> _Material provided_
PR #845, opened 2021-01-13
Fix console redirect to work with config.py now using logging.

Athanasius:
1. We were now importing from config before the console redirect code
   runs.
2. That means that config.py's `logger = logging.getLogger(appname)` caused the logger to be set up whilst stdout/err were still pointing at the console.
3. So the redirect then had no effect on logging output.

This commit moves the import from config (and also killswitch, because it also imports logging) to after the *moved* console redirect code.

NB: This needs the "detected a process already running" instance checking.

NB: There's still a `True or ` for testing purposes EDMarketConnector.py:25

### DIFF
--- a/EDMarketConnector.py
+++ b/EDMarketConnector.py
@@ -133,7 +133,7 @@ if __name__ == '__main__':
 
     # Keep this as the very first code run to be as sure as possible of no
     # output until after this redirect is done, if needed.
-    if True or getattr(sys, 'frozen', False):
+    if getattr(sys, 'frozen', False):
         # By default py2exe tries to write log to dirname(sys.executable) which fails when installed
         import tempfile
 
--- a/EDMarketConnector.py
+++ b/EDMarketConnector.py
@@ -16,11 +16,10 @@ from sys import platform
 from time import localtime, strftime, time
 from typing import TYPE_CHECKING, Any, Mapping, Optional, Tuple, cast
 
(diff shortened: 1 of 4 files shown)


EDMarketConnector.py
```diff
@@ -12,12 +12,28 @@
...
 from typing import TYPE_CHECKING, Any, Mapping, Optional, Tuple, cast
 
-from config import applongname, appname, appversion, appversion_nobuild, config, copyright
+# config will now cause an appname logger to be set up, so we need the
+# console redirect before this
+appname = 'EDMarketConnector'  # TODO: Must match config.appname, add test
+if __name__ == '__main__':
+    # Keep this as the very first code run to be as sure as possible of no
+    # output until after this redirect is done, if needed.
+    if True or getattr(sys, 'frozen', False):
```
Athanasius, line 25: This `True or ` needs removing before this is merged.

A-UNDERSCORE-D (approved):
Other than removing the `True or`, looks good

EDMarketConnector.py
```diff
@@ -132,14 +133,20 @@ def already_running_popup():
 
     # Keep this as the very first code run to be as sure as possible of no
     # output until after this redirect is done, if needed.
-    if getattr(sys, 'frozen', False):
+    if True or getattr(sys, 'frozen', False):
```
Athanasius, line 136: ` True or` to be removed

Issue #809, opened 2020-12-20
Investigate why the multi-process check stops `runas` from working.


Athanasius:
We document that using `runas` to run EDMarketConnector.exe as another user is the way to run more than one instance in a sane manner.

I tried it, the second instance detected the first and refused to fully run.

The wording of 25e5f27c3a4c7b537cd08b9d0fa52d6add2facf5 implies it's meant to only be checking within the current user, does it ?  If so, why isn't that working ?

Athanasius:
Some more notes.

If I first run EDMarketConnector.exe as my normal Limited user, and then:

runas /profile /user:<an admin user> <path to>\EDMarketConnector.exe`

from that Limited logged in user.  It doesn't work, I get the popup complaining that the program is already running.

But if I actually login separately as the Admin user (whilst my Limited user is still logged in and running EDMarketConnector.exe) then I can run another instance of EDMarketConnector.exe as that other user.

Athanasius:
Dropping the `/profile` doesn't work, nor does changing it to `/noprofile`.

Athanasius:
I've only glanced at the code, but it seems to me that it's checking if any window, in the currently logged in user's desktop environment, has a handle matching what we expect EDMarketConnector.exe to have.  i.e. it's NOT actually "check if there's already an EDMarketConnector.exe process for this user".

Perhaps we should see if there's a better way of performing that check.

Athanasius:
https://github.com/EDCD/EDMarketConnector/releases/tag/Release%2F4.1.7-rc1 contains the changes to this if anyone wants to test.

Athanasius:
This is further addressed by code I just merged into `main`, which is intended for a `4.2.0-beta1` in the next few days (possibly even today, pending a few other small bits of work).

Athanasius:
There's now https://github.com/EDCD/EDMarketConnector/releases/tag/Release%2F4.2.0-beta3 which I've confirmed has this fully working.

PR #852, opened 2021-01-18
Switch to using a journals folder lockfile to enforce single process

Athanasius:
So as to actually allow `runas` this changes the win32 "Is there any window with the expected handle already?" check into a lock on a file in the `journals_dir` instead.

This also means that we can actually enforce this on all platforms.  win32 doesn't have fcntl so we use msvcrt there, but we assume (with a try/except) that all other platforms will have fcntl.  Worst case scenario they're in the same situation as before, no check at all for more than one process.

NB: This is going to be tricky when forward-ported into `develop` due to absolutely needing to use config.get() to obtain the `journals_dir`.  In `develop` that will cause logging to be set up before it should.  Might have to add something to explicitly close all logging so that setting it up again later correctly follows the stdout/err redirect.

### DIFF
--- a/EDMarketConnector.py
+++ b/EDMarketConnector.py
@@ -15,11 +15,25 @@ from sys import platform
 from time import localtime, strftime, time
 from typing import TYPE_CHECKING
 
-from config import appversion, appversion_nobuild, config, copyright
 from constants import applongname, appname, protocolhandler_redirect
 
 # config will now cause an appname logger to be set up, so we need the
 # console redirect before this
+if __name__ == '__main__':
+    # Keep this as the very first code run to be as sure as possible of no
+    # output until after this redirect is done, if needed.
+    if getattr(sys, 'frozen', False):
+        # By default py2exe tries to write log to dirname(sys.executable) which fails when installed
+        import tempfile
+
+        # unbuffered not allowed for text in python3, so use `1 for line buffering
+        sys.stdout = sys.stderr = open(join(tempfile.gettempdir(), f'{appname}.log'), mode='a', buffering=1)
+    # TODO: Test: Make *sure* this redirect is working, else py2exe is going to cause an exit popup
+
+# After the redirect in case config does logging setup
+from config import appversion, appversion_nobuild, config, copyright
+from EDMCLogging import edmclogger, logger, logging
+
 if __name__ == '__main__':
     # Command-line arguments
     parser = argparse.ArgumentParser(
@@ -165,16 +179,9 @@ if __name__ == '__main__':
         root.mainloop()
 
     if not no_other_instance_running():
-        # There's a copy already running.  We want to inform the user by
-        # **appending** to the log file, not truncating it.
-        if getattr(sys, 'frozen', False):
-            # By default py2exe tries to write log to dirname(sys.executable) which fails when installed
-            import tempfile
+        # There's a copy already running.
 
-            # unbuffered not allowed for text in python3, so use `1 for line buffering
-            sys.stdout = sys.stderr = open(join(tempfile.gettempdir(), f'{appname}.log'), mode='a', buffering=1)
-
-        # Logging isn't set up yet.
+        # Logging isn't set up yet. # TODO: Actually it will be by now in `develop`
         # We'll keep this print, but it will be over-written by any subsequent
         # write by the already-running process.
         print("An EDMarketConnector.exe process was already running, exiting.")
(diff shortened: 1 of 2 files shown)


Athanasius:
NB: I specifically chose *not* to make any attempt to unlock the file or close that file handle *so that* the process exiting takes care of it naturally.  As well as being less code this also demonstrates that Windows isn't going to keep the lock there and trip over it if the application is killed, or even just exits naturally.

Athanasius:
This will address #809

EDMarketConnector.py
```diff
@@ -18,74 +18,69 @@
...
+                return False
+
+            journal_dir_lockfile.write(f"Path: {journal_dir}\nPID: {os_getpid()}\n")
+
+        else:
+            print('no_other_instance_running(): NOT win32, using fcntl')
+            try:
+                import fcntl
+
+            except Exception:
```
A-UNDERSCORE-D, line 63:
```suggestion
            except ImportError:
```
Rather only catch the "It doesnt exist" case

EDMarketConnector.py
```diff
@@ -18,74 +18,69 @@
...
+                print(f"BlockingIOError: Couldn't lock journal directory \"{journal_dir}\", assuming another process running\n{e}")
+                return False
+
+            except OSError as e:
+                print(f"OSError: Couldn't lock journal directory \"{journal_dir}\", assuming another process running\n{e}")
+                return False
+
+            except Exception as e:
+                print(f"other Exception: Couldn't lock journal directory \"{journal_dir}\", assuming another process running\n{e}")
+                return False
```
A-UNDERSCORE-D, line 79:
```suggestion
            except (BlockingIOError, OSError, Exception) as e:
                print(f'{type(e).__name__}: Couldn't lock journal directory "{journal_dir}", assuming another process running\n{e}')
                return False
```

EDMarketConnector.py
```diff
@@ -18,74 +18,69 @@
 from config import applongname, appname, appversion, appversion_nobuild, config, copyright
 
 if __name__ == "__main__":
+    journal_dir: str = config.get('journaldir') or config.default_journal_dir
+    # This must be at top level to guarantee the file handle doesn't go out
+    # of scope and get cleaned up, removing the lock with it.
+    journal_dir_lockfile = open(join(journal_dir, 'edmc-journal-lock.txt'), mode='w+', encoding='utf-8')
+
     def no_other_instance_running() -> bool:  # noqa: CCR001
```
A-UNDERSCORE-D, line 26: Does this still need to be as a closure? also that noqa can probably be removed now

A-UNDERSCORE-D (commented):
Few style / cleaner options

EDMarketConnector.py
A-UNDERSCORE-D: Whoops, not a closure, just in the if, but still, probably doesnt need to be in there anymore

EDMarketConnector.py
Athanasius: This was paranoia brought on by the initial problems I had getting it working at all.  Given *every* other platform will use fcntl version, and I have no way to test it on e.g. MacOS, I wanted to leave this in so it goes from more specific to less to be sure we print *something* for when it doesn't work as expected.

EDMarketConnector.py
Athanasius: I'm not sure how this *is* a closure.

However, it is true that the function definitions could probably be taken out of this `__main__` clause at least.  On the other hand they *are* only used within it.

EDMarketConnector.py
A-UNDERSCORE-D: Yeah, I just thought that three different except branches that all do the same thing is silly. Its still catching all three, and still prints the exception name as it goes, just all in one rather than as three

EDMarketConnector.py
```diff
@@ -41,74 +57,115 @@
...
-                    else:
-                        ShowWindowAsync(window_handle, SW_RESTORE)
-                        SetForegroundWindow(window_handle)
-
-                    return False
-
-                return True
-
-            return EnumWindows(enumwindowsproc, 0)
+            print('no_other_instance_running(): win32, using msvcrt')
```
A-UNDERSCORE-D, line 74: All of these prints can probably be switched to trace logs

A-UNDERSCORE-D (approved):
LGTM, other than the aforementioned prints

Athanasius:
I just had one horrible thought.  Someone might be sharing their Journals read-only to where they run EDMC.  We'll fail to even create the lockfile in that case.

EDMarketConnector.py
```diff
@@ -41,74 +57,115 @@
 
     args = parser.parse_args()
 
+    journal_dir: str = config.get('journaldir') or config.default_journal_dir
+    # This must be at top level to guarantee the file handle doesn't go out
+    # of scope and get cleaned up, removing the lock with it.
+    journal_dir_lockfile = open(join(journal_dir, 'edmc-journal-lock.txt'), mode='w+', encoding='utf-8')
```
Athanasius, line 63: Need a try/except here for the case of Journal files being shared read-only.  In that case we just assume we're the only process running and keep going.  That will be no different to running on !win32 in current `main`.

EDMarketConnector.py
```diff
@@ -123,6 +123,19 @@ def window_title(h):
...
+                    Determine if any window for the Application exists.
+
+                    Called for each found window by EnumWindows().
+
+                    When a match is found we check if we're being invoked as the
+                    edmc://auth handler.  If so we send the message to the existing
+                    process/window.  If not we'll raise that existing window to the
+                    foreground.
+                    :param window_handle: Window to check.
+                    :param l_param: ???
```
A-UNDERSCORE-D, line 137:
```
Type: LPARAM

An application-defined value to be passed to the callback function.
```
https://docs.microsoft.com/en-us/windows/win32/api/winuser/nf-winuser-enumwindows
May as well note both of those

A-UNDERSCORE-D (approved):

PR #858, opened 2021-01-22
Port in the journals_dir locking and other changes

Athanasius:
This ports in various recent changes to `main`.  `develop` has diverged too much for this to be easy via a merge or rebase.

* Use a lock file in the journals_dir location to prevent more than one instance running against the same journals.  We no longer check just for a Windows handle.  So this is more correct on win32 *and* is now a thing on all other platforms.
* Adds `--suppress-dupe-process-popup` CL arg to suppress "we're a dupe!" popup to aid those using batch files to launch EDMC alongside the game.
* Two minor fixups of typos in PLUGINS.md.
* Misc noqa comments and other flake8 fixups.  We're now only missing type annotations in EDMarketConnector.py.

### DIFF
--- a/EDMarketConnector.py
+++ b/EDMarketConnector.py
@@ -68,6 +68,11 @@ if __name__ == '__main__':  # noqa: C901
                         action='store_true'
                         )
 
+    parser.add_argument('--force-localserver-for-auth',
+                        help='Force EDMC to use a localhost webserver for Frontier Auth callback',
+                        action='store_true'
+                        )
+
     args = parser.parse_args()
 
     if args.trace:
@@ -75,6 +80,9 @@ if __name__ == '__main__':  # noqa: C901
         edmclogger.set_channels_loglevel(logging.TRACE)
     else:
         edmclogger.set_channels_loglevel(logging.DEBUG)
+
+    if args.force_localserver_for_auth:
+        config.set_auth_force_localserver()
 
     def no_other_instance_running() -> bool:  # noqa: CCR001
         """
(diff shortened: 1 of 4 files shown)


Athanasius:
Once https://github.com/EDCD/EDMarketConnector/pull/857 is approved I'll add those changes to this PR as well.

Athanasius:
This now needs to wait on fixing up the `main` version to handle when the user changes the journals directory.

Athanasius:
> This now needs to wait on fixing up the `main` version to handle when the user changes the journals directory.

Actually, as I seem to have gotten distracted with other things, this should just get merged now.

EDMarketConnector.py
```diff
@@ -11,91 +11,218 @@
...
+
+        # unbuffered not allowed for text in python3, so use `1 for line buffering
+        sys.stdout = sys.stderr = open(join(tempfile.gettempdir(), f'{appname}.log'), mode='wt', buffering=1)
+    # TODO: Test: Make *sure* this redirect is working, else py2exe is going to cause an exit popup
+
+# These need to be after the stdout/err redirect because they will cause
+# logging to be set up.
+# isort: off
+import killswitch
+from config import appversion, appversion_nobuild, config, copyright
```
A-UNDERSCORE-D, line 39: Do we want to switch some of these to be `constants` imports?

A-UNDERSCORE-D (approved):

EDMarketConnector.py
Athanasius: At some point, yes.  But that would be for another PR.

In general this PR is just to get things in sync with what's in `main` for these changes.  I'd prefer your review be limited to finding any actual mistakes ;) .

PR #859, opened 2021-01-23
Update journal lock if user changes journal dir

Athanasius:
The user can change the location of the Journal files (mostly for if they're running EDMC on another host).

We need to update the lockfile if they do this.


Athanasius:
This work is now being done in https://github.com/EDCD/EDMarketConnector/compare/enhancement/859-journal-lock-on-change

PR #896, opened 2021-03-09
Removed remaining star imports

A-UNDERSCORE-D:
fixes #984

### DIFF
--- a/theme.py
+++ b/theme.py
@@ -6,26 +6,25 @@
 #
 
 import os
-from sys import platform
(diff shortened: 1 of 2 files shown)


Athanasius:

> _Work instructions_
Whenever a line in the records above contains the string "files", copy that line.

> _Answer section_
(diff shortened: 1 of 4 files shown)
(diff shortened: 1 of 2 files shown)
Athanasius, line 63: Need a try/except here for the case of Journal files being shared read-only.  In that case we just assume we're the only process running and keep going.  That will be no different to running on !win32 in current `main`.
* Adds `--suppress-dupe-process-popup` CL arg to suppress "we're a dupe!" popup to aid those using batch files to launch EDMC alongside the game.
(diff shortened: 1 of 4 files shown)
The user can change the location of the Journal files (mostly for if they're running EDMC on another host).
(diff shortened: 1 of 2 files shown)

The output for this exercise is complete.